● Directions
An exact transcription of the data below, complete and unaltered, is the expected answer.
:: Data under study
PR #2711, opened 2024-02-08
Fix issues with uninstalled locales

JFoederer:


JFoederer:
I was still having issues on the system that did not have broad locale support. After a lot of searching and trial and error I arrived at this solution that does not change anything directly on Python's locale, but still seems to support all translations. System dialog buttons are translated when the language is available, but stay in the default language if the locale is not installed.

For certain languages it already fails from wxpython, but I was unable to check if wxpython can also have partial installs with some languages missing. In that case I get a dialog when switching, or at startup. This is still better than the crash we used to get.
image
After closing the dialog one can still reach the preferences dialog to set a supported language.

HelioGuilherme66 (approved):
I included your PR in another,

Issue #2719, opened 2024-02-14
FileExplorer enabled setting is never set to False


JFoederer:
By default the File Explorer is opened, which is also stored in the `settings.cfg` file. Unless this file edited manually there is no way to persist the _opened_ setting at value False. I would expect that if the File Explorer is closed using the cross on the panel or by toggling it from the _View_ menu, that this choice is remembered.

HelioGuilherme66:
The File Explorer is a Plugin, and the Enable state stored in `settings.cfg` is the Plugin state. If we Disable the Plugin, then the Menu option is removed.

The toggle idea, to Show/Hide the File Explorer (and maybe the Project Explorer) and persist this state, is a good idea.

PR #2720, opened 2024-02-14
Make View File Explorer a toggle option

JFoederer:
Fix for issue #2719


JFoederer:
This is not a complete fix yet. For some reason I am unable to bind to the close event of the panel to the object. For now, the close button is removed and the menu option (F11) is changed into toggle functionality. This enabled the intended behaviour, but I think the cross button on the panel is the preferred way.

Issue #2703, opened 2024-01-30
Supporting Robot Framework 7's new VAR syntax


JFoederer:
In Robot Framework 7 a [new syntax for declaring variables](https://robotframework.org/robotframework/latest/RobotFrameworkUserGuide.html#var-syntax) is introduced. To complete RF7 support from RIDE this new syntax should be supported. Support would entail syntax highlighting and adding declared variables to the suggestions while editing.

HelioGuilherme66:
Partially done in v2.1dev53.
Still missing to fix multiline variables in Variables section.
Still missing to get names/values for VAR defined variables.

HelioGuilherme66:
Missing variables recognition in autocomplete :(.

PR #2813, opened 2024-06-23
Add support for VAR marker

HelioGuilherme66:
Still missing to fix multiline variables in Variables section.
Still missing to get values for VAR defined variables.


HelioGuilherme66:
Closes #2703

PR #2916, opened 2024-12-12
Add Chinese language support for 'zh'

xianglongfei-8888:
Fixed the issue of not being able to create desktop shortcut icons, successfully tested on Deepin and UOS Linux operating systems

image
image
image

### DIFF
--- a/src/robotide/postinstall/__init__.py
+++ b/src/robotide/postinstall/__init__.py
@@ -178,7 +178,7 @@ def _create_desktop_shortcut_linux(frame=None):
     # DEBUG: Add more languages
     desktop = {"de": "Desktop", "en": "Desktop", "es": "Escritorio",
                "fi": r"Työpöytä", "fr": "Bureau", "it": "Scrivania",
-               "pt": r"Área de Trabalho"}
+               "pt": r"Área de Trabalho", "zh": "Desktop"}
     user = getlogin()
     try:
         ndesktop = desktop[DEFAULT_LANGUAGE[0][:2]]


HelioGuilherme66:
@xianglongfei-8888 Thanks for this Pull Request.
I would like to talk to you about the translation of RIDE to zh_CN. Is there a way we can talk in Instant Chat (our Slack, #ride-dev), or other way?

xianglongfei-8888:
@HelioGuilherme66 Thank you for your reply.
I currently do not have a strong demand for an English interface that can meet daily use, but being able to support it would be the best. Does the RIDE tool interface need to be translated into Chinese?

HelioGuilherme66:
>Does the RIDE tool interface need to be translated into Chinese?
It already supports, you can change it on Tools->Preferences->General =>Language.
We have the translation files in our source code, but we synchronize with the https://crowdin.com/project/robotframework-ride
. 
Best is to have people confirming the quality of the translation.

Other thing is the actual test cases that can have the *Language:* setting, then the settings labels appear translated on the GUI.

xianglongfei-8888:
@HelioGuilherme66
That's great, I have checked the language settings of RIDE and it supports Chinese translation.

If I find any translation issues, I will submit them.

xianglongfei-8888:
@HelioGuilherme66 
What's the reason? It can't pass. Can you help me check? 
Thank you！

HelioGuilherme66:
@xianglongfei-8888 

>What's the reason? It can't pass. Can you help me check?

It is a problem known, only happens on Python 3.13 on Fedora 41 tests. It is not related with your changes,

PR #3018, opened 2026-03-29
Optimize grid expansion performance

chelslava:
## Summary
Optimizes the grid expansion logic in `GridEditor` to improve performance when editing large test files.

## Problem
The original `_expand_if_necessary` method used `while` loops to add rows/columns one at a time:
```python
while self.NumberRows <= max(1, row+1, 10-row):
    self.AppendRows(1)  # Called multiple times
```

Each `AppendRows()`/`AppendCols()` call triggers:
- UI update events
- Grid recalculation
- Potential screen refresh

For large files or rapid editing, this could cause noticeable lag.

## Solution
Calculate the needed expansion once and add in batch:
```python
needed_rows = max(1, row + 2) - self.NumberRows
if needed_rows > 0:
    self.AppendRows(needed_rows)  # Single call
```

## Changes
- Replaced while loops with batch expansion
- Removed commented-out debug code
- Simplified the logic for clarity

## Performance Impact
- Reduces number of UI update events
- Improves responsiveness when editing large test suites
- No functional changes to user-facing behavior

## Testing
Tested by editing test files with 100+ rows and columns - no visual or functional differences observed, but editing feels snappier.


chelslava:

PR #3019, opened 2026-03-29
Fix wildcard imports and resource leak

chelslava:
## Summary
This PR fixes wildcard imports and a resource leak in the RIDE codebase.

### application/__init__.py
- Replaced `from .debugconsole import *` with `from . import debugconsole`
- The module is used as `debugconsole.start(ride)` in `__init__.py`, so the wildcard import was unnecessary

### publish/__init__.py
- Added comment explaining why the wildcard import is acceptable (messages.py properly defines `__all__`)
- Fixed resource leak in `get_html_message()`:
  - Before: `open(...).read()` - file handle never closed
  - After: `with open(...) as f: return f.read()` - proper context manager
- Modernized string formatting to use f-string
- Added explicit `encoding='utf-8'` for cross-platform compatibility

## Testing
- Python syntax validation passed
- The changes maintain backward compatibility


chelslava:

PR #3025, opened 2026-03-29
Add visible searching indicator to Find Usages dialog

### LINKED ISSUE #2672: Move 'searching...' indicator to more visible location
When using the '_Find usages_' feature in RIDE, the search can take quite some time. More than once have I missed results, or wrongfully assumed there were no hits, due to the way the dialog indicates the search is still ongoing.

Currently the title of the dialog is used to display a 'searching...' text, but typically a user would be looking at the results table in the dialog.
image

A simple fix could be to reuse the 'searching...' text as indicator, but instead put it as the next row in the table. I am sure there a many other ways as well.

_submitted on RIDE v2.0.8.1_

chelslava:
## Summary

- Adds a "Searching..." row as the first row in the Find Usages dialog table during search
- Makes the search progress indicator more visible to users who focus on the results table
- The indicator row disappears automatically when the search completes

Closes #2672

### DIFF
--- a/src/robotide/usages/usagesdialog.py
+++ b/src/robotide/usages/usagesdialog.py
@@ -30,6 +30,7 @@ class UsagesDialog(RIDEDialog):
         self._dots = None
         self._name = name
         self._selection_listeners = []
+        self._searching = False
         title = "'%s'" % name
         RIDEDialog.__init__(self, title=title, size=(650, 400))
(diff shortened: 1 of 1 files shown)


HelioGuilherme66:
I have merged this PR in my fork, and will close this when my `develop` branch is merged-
::::
● Response box
PR #2711, opened 2024-02-08
Fix issues with uninstalled locales

JFoederer:


JFoederer:
I was still having issues on the system that did not have broad locale support. After a lot of searching and trial and error I arrived at this solution that does not change anything directly on Python's locale, but still seems to support all translations. System dialog buttons are translated when the language is available, but stay in the default language if the locale is not installed.

For certain languages it already fails from wxpython, but I was unable to check if wxpython can also have partial installs with some languages missing. In that case I get a dialog when switching, or at startup. This is still better than the crash we used to get.
image
After closing the dialog one can still reach the preferences dialog to set a supported language.

HelioGuilherme66 (approved):
I included your PR in another,

Issue #2719, opened 2024-02-14
FileExplorer enabled setting is never set to False


JFoederer:
By default the File Explorer is opened, which is also stored in the `settings.cfg` file. Unless this file edited manually there is no way to persist the _opened_ setting at value False. I would expect that if the File Explorer is closed using the cross on the panel or by toggling it from the _View_ menu, that this choice is remembered.

HelioGuilherme66:
The File Explorer is a Plugin, and the Enable state stored in `settings.cfg` is the Plugin state. If we Disable the Plugin, then the Menu option is removed.

The toggle idea, to Show/Hide the File Explorer (and maybe the Project Explorer) and persist this state, is a good idea.

PR #2720, opened 2024-02-14
Make View File Explorer a toggle option

JFoederer:
Fix for issue #2719


JFoederer:
This is not a complete fix yet. For some reason I am unable to bind to the close event of the panel to the object. For now, the close button is removed and the menu option (F11) is changed into toggle functionality. This enabled the intended behaviour, but I think the cross button on the panel is the preferred way.

Issue #2703, opened 2024-01-30
Supporting Robot Framework 7's new VAR syntax


JFoederer:
In Robot Framework 7 a [new syntax for declaring variables](https://robotframework.org/robotframework/latest/RobotFrameworkUserGuide.html#var-syntax) is introduced. To complete RF7 support from RIDE this new syntax should be supported. Support would entail syntax highlighting and adding declared variables to the suggestions while editing.

HelioGuilherme66:
Partially done in v2.1dev53.
Still missing to fix multiline variables in Variables section.
Still missing to get names/values for VAR defined variables.

HelioGuilherme66:
Missing variables recognition in autocomplete :(.

PR #2813, opened 2024-06-23
Add support for VAR marker

HelioGuilherme66:
Still missing to fix multiline variables in Variables section.
Still missing to get values for VAR defined variables.


HelioGuilherme66:
Closes #2703

PR #2916, opened 2024-12-12
Add Chinese language support for 'zh'

xianglongfei-8888:
Fixed the issue of not being able to create desktop shortcut icons, successfully tested on Deepin and UOS Linux operating systems

image
image
image

### DIFF
--- a/src/robotide/postinstall/__init__.py
+++ b/src/robotide/postinstall/__init__.py
@@ -178,7 +178,7 @@ def _create_desktop_shortcut_linux(frame=None):
     # DEBUG: Add more languages
     desktop = {"de": "Desktop", "en": "Desktop", "es": "Escritorio",
                "fi": r"Työpöytä", "fr": "Bureau", "it": "Scrivania",
-               "pt": r"Área de Trabalho"}
+               "pt": r"Área de Trabalho", "zh": "Desktop"}
     user = getlogin()
     try:
         ndesktop = desktop[DEFAULT_LANGUAGE[0][:2]]


HelioGuilherme66:
@xianglongfei-8888 Thanks for this Pull Request.
I would like to talk to you about the translation of RIDE to zh_CN. Is there a way we can talk in Instant Chat (our Slack, #ride-dev), or other way?

xianglongfei-8888:
@HelioGuilherme66 Thank you for your reply.
I currently do not have a strong demand for an English interface that can meet daily use, but being able to support it would be the best. Does the RIDE tool interface need to be translated into Chinese?

HelioGuilherme66:
>Does the RIDE tool interface need to be translated into Chinese?
It already supports, you can change it on Tools->Preferences->General =>Language.
We have the translation files in our source code, but we synchronize with the https://crowdin.com/project/robotframework-ride
. 
Best is to have people confirming the quality of the translation.

Other thing is the actual test cases that can have the *Language:* setting, then the settings labels appear translated on the GUI.

xianglongfei-8888:
@HelioGuilherme66
That's great, I have checked the language settings of RIDE and it supports Chinese translation.

If I find any translation issues, I will submit them.

xianglongfei-8888:
@HelioGuilherme66 
What's the reason? It can't pass. Can you help me check? 
Thank you！

HelioGuilherme66:
@xianglongfei-8888 

>What's the reason? It can't pass. Can you help me check?

It is a problem known, only happens on Python 3.13 on Fedora 41 tests. It is not related with your changes,

PR #3018, opened 2026-03-29
Optimize grid expansion performance

chelslava:
## Summary
Optimizes the grid expansion logic in `GridEditor` to improve performance when editing large test files.

## Problem
The original `_expand_if_necessary` method used `while` loops to add rows/columns one at a time:
```python
while self.NumberRows <= max(1, row+1, 10-row):
    self.AppendRows(1)  # Called multiple times
```

Each `AppendRows()`/`AppendCols()` call triggers:
- UI update events
- Grid recalculation
- Potential screen refresh

For large files or rapid editing, this could cause noticeable lag.

## Solution
Calculate the needed expansion once and add in batch:
```python
needed_rows = max(1, row + 2) - self.NumberRows
if needed_rows > 0:
    self.AppendRows(needed_rows)  # Single call
```

## Changes
- Replaced while loops with batch expansion
- Removed commented-out debug code
- Simplified the logic for clarity

## Performance Impact
- Reduces number of UI update events
- Improves responsiveness when editing large test suites
- No functional changes to user-facing behavior

## Testing
Tested by editing test files with 100+ rows and columns - no visual or functional differences observed, but editing feels snappier.


chelslava:

PR #3019, opened 2026-03-29
Fix wildcard imports and resource leak

chelslava:
## Summary
This PR fixes wildcard imports and a resource leak in the RIDE codebase.

### application/__init__.py
- Replaced `from .debugconsole import *` with `from . import debugconsole`
- The module is used as `debugconsole.start(ride)` in `__init__.py`, so the wildcard import was unnecessary

### publish/__init__.py
- Added comment explaining why the wildcard import is acceptable (messages.py properly defines `__all__`)
- Fixed resource leak in `get_html_message()`:
  - Before: `open(...).read()` - file handle never closed
  - After: `with open(...) as f: return f.read()` - proper context manager
- Modernized string formatting to use f-string
- Added explicit `encoding='utf-8'` for cross-platform compatibility

## Testing
- Python syntax validation passed
- The changes maintain backward compatibility


chelslava:

PR #3025, opened 2026-03-29
Add visible searching indicator to Find Usages dialog

### LINKED ISSUE #2672: Move 'searching...' indicator to more visible location
When using the '_Find usages_' feature in RIDE, the search can take quite some time. More than once have I missed results, or wrongfully assumed there were no hits, due to the way the dialog indicates the search is still ongoing.

Currently the title of the dialog is used to display a 'searching...' text, but typically a user would be looking at the results table in the dialog.
image

A simple fix could be to reuse the 'searching...' text as indicator, but instead put it as the next row in the table. I am sure there a many other ways as well.

_submitted on RIDE v2.0.8.1_

chelslava:
## Summary

- Adds a "Searching..." row as the first row in the Find Usages dialog table during search
- Makes the search progress indicator more visible to users who focus on the results table
- The indicator row disappears automatically when the search completes

Closes #2672

### DIFF
--- a/src/robotide/usages/usagesdialog.py
+++ b/src/robotide/usages/usagesdialog.py
@@ -30,6 +30,7 @@ class UsagesDialog(RIDEDialog):
         self._dots = None
         self._name = name
         self._selection_listeners = []
+        self._searching = False
         title = "'%s'" % name
         RIDEDialog.__init__(self, title=title, size=(650, 400))
(diff shortened: 1 of 1 files shown)


HelioGuilherme66:
I have merged this PR in my fork, and will close this when my `develop` branch is merged-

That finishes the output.